Introduction
Random number generation is a process that let's you generate a sequence of numbers that cannot be reasonably predicted. In this article, you will learn how to use Q# to create a true random number generator, which can produce unpredictable outcomes by exploiting the quantum phenomena of superposition and measurement.
Difference Between Pseudo-Random and True Random Numbers
Most programming languages, such as C# or Java, have built-in functions or classes that can generate pseudo-random numbers (for example Random class in C#). These are numbers that appear to be random, but are actually derived from a mathematical formula that takes a seed value as an input. The seed value can be specified by the user, or generated from a source of entropy, such as the current time.
Pseudo-random numbers are sufficient for most purposes, as they satisfy certain statistical tests for randomness. For example, if you generate a random number between 0 and 1, you would expect that about half of the numbers will be less than 0.5. Other tests include the frequency test, the serial test, and the gap test.
However, pseudo-random numbers are not truly random, because they are deterministic and can be predicted if the seed value and the formula are known. This can pose a security risk for some applications that require high levels of randomness and unpredictability.
To generate true random numbers, you need a physical device that can exploit a physical phenomenon that has inherent randomness. For example, some devices use thermal noise, radioactive decay, or atmospheric noise as sources of entropy. These devices are called hardware random number generators (HRNGs).
Another way to generate true random numbers is to use quantum computing, which relies on the quantum property of superposition.
What is Superposition?
Superposition is the ability of a qubit to exist in a combination of two states, usually denoted as \(\ket {0}\) and \(\ket {1}\). This means that a qubit can have some probability of being in either state, until it is measured. When a qubit is measured, it collapses to one of the two states, with the probability determined by the superposition.
What is Measurement?
Measurement is the process of observing a qubit and obtaining its state. Measurement is irreversible, meaning that once a qubit is measured, it loses its superposition and becomes fixed in either \(\ket{0}\) or \(\ket{1}\) . Measurement is also random, meaning that you cannot predict the outcome of a measurement with certainty, unless the qubit is in a pure state (i.e., 100% probability of being in either \(\ket{0}\) or \(\ket{1}\) .
How to Create a Superposition in Q#?
Q# provides several quantum gates, which are operations that can manipulate qubits. One of the most common quantum gates is the Hadamard gate, denoted as H. The Hadamard gate can create a superposition of \(\ket{0}\) and \(\ket{1}\) with equal probabilities, by applying the following transformation:
H \(\ket {0}\) = \(\frac{1}{\sqrt{2}}(\ket{0} + \ket{1})\)
H \(\ket {1}\) = \(\frac{1}{\sqrt{2}}(\ket{0} - \ket{1})\)
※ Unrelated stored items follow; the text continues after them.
PR #272, opened 2024-04-02
feat: enable line filter for nfk

jonasbrunvoll:
### Background

Line filter does not appear in nfk staging. 

### Proposed solution

Enable line filter for nfk by updating the docker build script.
 
### Acceptance Criteria

- [ ] Line filter appears in nfk staging.


.github/workflows/docker.yml
```diff
@@ -27,7 +27,7 @@ jobs:
         NFK_NEXT_PUBLIC_FIREBASE_AUTH_DOMAIN=${{ github.event_name == 'release' && 'nfk-prod.firebaseapp.com' || 'nfk-staging.firebaseapp.com' }}
         NFK_NEXT_PUBLIC_FIREBASE_APP_ID=${{ github.event_name == 'release' && '1:638315587956:web:51e95a11a03f27dc9ca421' || '1:793301954236:web:908723b8ded2824cadeab9' }}
         NFK_NEXT_PUBLIC_FIREBASE_MEASUREMENT_ID=${{ github.event_name == 'release' && '' || '' }}
-        NFK_NEXT_PUBLIC_DISABLE_LINE_FILTER=true
+        NFK_NEXT_PUBLIC_DISABLE_LINE_FILTER=false
```
mortennordseth, line 30: This was added as a temporary solution to disable the line filter for NFK. Now that we have a working solution for all organizations I think we should remove this env-variable and its use instead

mortennordseth (changes requested):

mortennordseth (approved):

PR #273, opened 2024-04-02
fix: adds better screen reader support for loading / results states

mikaelbr:
Fixes https://github.com/AtB-AS/kundevendt/issues/17360


mortennordseth (approved):
Seems to work as intended :) Failing tests seems to be unrelated to these changes

PR #282, opened 2024-04-08
fix: permanent solution to take into account winter and summer time.

jonasbrunvoll:


mikaelbr:
Is it possible to test this in some way? Extend the tests that is

jonasbrunvoll:
> Is it possible to test this in some way? Extend the tests that is

Have now added tests to check whether the adjustment for timezone differences are correct. The tests checks if the departure times when selecting "now" and when selecting "departure by", are within the same timezone (true). This works as trips fetched using departure "now" always display the departures times in CET. 

I created a couple of help functions to help with the testing. I was unsure of where to add them, so for now they are in the same file as the tests.

mikaelbr:
Come to think of this also, I think this is something that is very handy to test in unit tests also. 🤔

src/page-modules/assistant/__tests__/assistant.test.tsx
```diff
@@ -33,6 +33,11 @@ import {
   getAssistantTripIfCached,
 } from '../server/trip-cache';
 import { FromToTripQuery } from '../types';
+import {
+  getHoursDifferenceFromCET,
+  getLastSundayOfMonthAndSetTime,
+  isDaylightSavingTime,
+} from '@atb/utils/date';
```
mikaelbr, line 41: Not to be difficult but these tests should be located in `utils/date` directory 🤔

jonasbrunvoll: I suspected that these tests might be moved😅

jonasbrunvoll: Should also move date.ts into `utils/date`? In that case, quite a few import statements to retrieve functions from date.ts will change, but that's the structure of the repo, right?

mikaelbr: I didn't check where date.ts was located. But date.ts can remain inside `utils` but you can create `utils/__tests__/date.test.ts` and move the tests over there. The point is to co-locate tests with the implementation.

mikaelbr (approved):

PR #284, opened 2024-04-09
feat: expand the search time selector to enable retrieval of search results from yesterday.

jonasbrunvoll:
Closes https://github.com/AtB-AS/kundevendt/issues/17561

### Background

Match the behavior of the app with the departure filter time. Should be possible to see results back in time (two days). This changes from existing behavior where it is only allowed for 1 day.

#### Illustrations
Screenshots were the 9th of April.

<details>

Skjermbilde 2024-04-09 kl  14 59 56
Skjermbilde 2024-04-09 kl  15 00 26

</details>

### Proposed solution

Expand the search time selector to enable retrieval of search results from yesterday.

### Acceptance Criteria

- [x] The user is able to search after trips that had departure time yesterday.

### DIFF
--- a/src/modules/search-time/selector/index.tsx
+++ b/src/modules/search-time/selector/index.tsx
@@ -16,6 +16,10 @@ type SearchTimeSelectorProps = {
   options?: SearchMode[];
 };
 
+const today = new Date();
+today.setDate(today.getDate() - 1);
+const yesterdayString = today.toISOString().split('T')[0];
+
 export default function SearchTimeSelector({
   onChange,
   initialState = { mode: 'now' },
@@ -72,7 +76,6 @@ export default function SearchTimeSelector({
   };
 
   const isPastDate = (selectedDate: string) => {
-    const today = new Date().toISOString().split('T')[0];
     const year = initialDate.getFullYear().toString();
     const month = initialDate.getMonth().toString().padStart(2, '0');
     const day = initialDate.getDate().toString().padStart(2, '0');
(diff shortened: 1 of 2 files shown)


src/modules/search-time/selector/index.tsx
```diff
@@ -83,8 +84,8 @@ export default function SearchTimeSelector({
       resetToCurrentDate();
 
     // To ensure that the time is not past whenever reselecting back the current date.
-    if (selectedDate <= today) resetToCurrentTime();
-    return selectedDate < today;
+    if (selectedDate <= yesterday) resetToCurrentTime();
+    return selectedDate < yesterday;
   };
```
mortennordseth, line 89: I guess this kind of belongs the original PR for this function, but this function seems a bit odd to me. It returns a boolean for whether the date is in the past or not, but also calls the `resetToCurrentTime`. I think it would make more sense if this function returns whether the date is in the past, or with this change, if it is past yesterday, and if so the calling function calls `resetToCurrentTime`.

src/modules/search-time/selector/index.tsx
```diff
@@ -16,6 +16,8 @@ type SearchTimeSelectorProps = {
   options?: SearchMode[];
 };
 
+const yesterday = format(subDays(new Date(), 1), 'yyyy-MM-dd');
+
```
mortennordseth, line 20: I think this variable should be declared inside the `SearchTimeSelector`. Let me know if there is a reason why it should not and the reason for being created here 👍

mortennordseth (approved):

PR #287, opened 2024-04-18
feat: improves link information for departures with Open Graph (and minor SEO improvements)

mikaelbr:
- Sets proper title
- Adds Open Graph metadata
- Adds generated open graph image for departure stop place
- Adds better meta description
- Adds all departures to the sitemap to be able to crawl all pages by search engines.

This adds a large file checked into the repo, but I think as this is very static data that rarely changes it is better to have it checked in rather than generating it build time. We could move it outside as a separate package, but that feels excessive at this point. In any case... Lots of lines changed on this one.

Fixes https://github.com/AtB-AS/kundevendt/issues/17688

Example generated image for Open Graph / Social platforms:

image


mortennordseth (approved):
These 753,426 new lines LGTM :)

To apply the Hadamard gate to a qubit in Q#, you can use the following syntax:
H(qubit); // qubit is the name of the qubit variable
How to Measure a Qubit in Q#?
Q# provides a built-in function, M, which can measure a qubit and return its state as a classical bit. The M function can be used as follows:
let result = M(qubit); // result is a classical bit variable
The result variable will store either Zero or One, depending on the outcome of the measurement.
Random Number Generator code
Now, let’s dive into the code to see how this is implemented:
namespace Quantum.QSharpApplication {
open Microsoft.Quantum.Canon;
open Microsoft.Quantum.Intrinsic;
@EntryPoint()
operation GenerateRandomNumber () : Int {
mutable randomNumber = 0; // initialize a classical integer variable
for i in 0..7 { // loop 8 times
use qubit = Qubit(); // allocate a qubit
H(qubit); // apply the Hadamard gate
let result = M(qubit); // measure the qubit
if (result == One) { // if the result is One
set randomNumber += 1 <<< i; // add 2^i to the randomNumber
}
Reset(qubit); // reset the qubit to |0>
}
return randomNumber; // return the randomNumber
}
}
The main operation, GenerateRandomNumber, is then defined as the entry point of the program.
In this operation, a loop is set up to iterate eight times, each iteration corresponding to a bit in the 8-bit random number. Within each iteration, a qubit is allocated and manipulated using the Hadamard gate to create a superposition of states. The qubit is then measured, and if the result is One, the corresponding bit in the random number is set to 1. After each measurement, the qubit is reset and reused in next iteration of the loop.
The process is repeated until an 8-bit random number is generated. This number, unpredictable and truly random, is then returned as the result of the operation. This program demonstrates the power of quantum computing in generating true random numbers, leveraging the inherent randomness of quantum phenomena.
Conclusion
In this article, you learned how to use Q# to create a true random number generator, which can produce unpredictable outcomes by exploiting the quantum phenomena of superposition and measurement. You also learned how to use the Hadamard gate and the M function to manipulate and measure qubits.